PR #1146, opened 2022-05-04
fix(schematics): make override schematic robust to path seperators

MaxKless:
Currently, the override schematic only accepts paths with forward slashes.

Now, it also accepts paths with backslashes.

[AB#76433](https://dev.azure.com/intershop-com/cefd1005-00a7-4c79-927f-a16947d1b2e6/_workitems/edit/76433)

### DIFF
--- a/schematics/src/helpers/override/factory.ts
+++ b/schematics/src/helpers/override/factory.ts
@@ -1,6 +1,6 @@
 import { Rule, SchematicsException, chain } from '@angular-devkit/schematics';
------
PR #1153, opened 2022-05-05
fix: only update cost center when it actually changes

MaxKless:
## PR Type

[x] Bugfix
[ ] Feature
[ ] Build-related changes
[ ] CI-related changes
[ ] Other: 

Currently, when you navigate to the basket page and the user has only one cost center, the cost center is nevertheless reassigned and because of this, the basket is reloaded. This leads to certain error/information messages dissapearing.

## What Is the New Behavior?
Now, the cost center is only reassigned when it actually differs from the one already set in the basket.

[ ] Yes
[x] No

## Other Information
------
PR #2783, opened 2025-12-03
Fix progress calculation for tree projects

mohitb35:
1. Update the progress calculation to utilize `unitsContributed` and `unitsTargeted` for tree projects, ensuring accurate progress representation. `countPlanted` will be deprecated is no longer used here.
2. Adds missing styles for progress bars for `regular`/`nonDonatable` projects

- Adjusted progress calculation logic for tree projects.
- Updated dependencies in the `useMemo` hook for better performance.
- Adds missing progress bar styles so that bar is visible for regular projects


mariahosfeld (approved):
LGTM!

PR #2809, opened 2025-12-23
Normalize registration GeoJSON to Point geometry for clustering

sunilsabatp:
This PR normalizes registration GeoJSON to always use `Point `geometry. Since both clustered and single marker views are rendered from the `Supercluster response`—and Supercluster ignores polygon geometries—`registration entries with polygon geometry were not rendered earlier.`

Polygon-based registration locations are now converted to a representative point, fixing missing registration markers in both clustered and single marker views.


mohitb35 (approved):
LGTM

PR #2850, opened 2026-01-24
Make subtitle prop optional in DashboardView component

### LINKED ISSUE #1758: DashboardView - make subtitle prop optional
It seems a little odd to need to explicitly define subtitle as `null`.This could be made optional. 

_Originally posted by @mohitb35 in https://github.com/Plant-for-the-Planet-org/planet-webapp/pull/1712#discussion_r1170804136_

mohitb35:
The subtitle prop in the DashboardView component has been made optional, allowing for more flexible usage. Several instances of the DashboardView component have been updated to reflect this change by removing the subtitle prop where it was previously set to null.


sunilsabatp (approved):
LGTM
------
**DIRECTIONS FOR THIS TASK**
Using the records above, write out exactly the lines between the one holding "PR #1146, opened 2022-05-04" and the one holding "Now, it also accepts paths with backslashes.", inclusive; leave everything else out.

**SOLUTION**
PR #1146, opened 2022-05-04
fix(schematics): make override schematic robust to path seperators

MaxKless:
Currently, the override schematic only accepts paths with forward slashes.

Now, it also accepts paths with backslashes.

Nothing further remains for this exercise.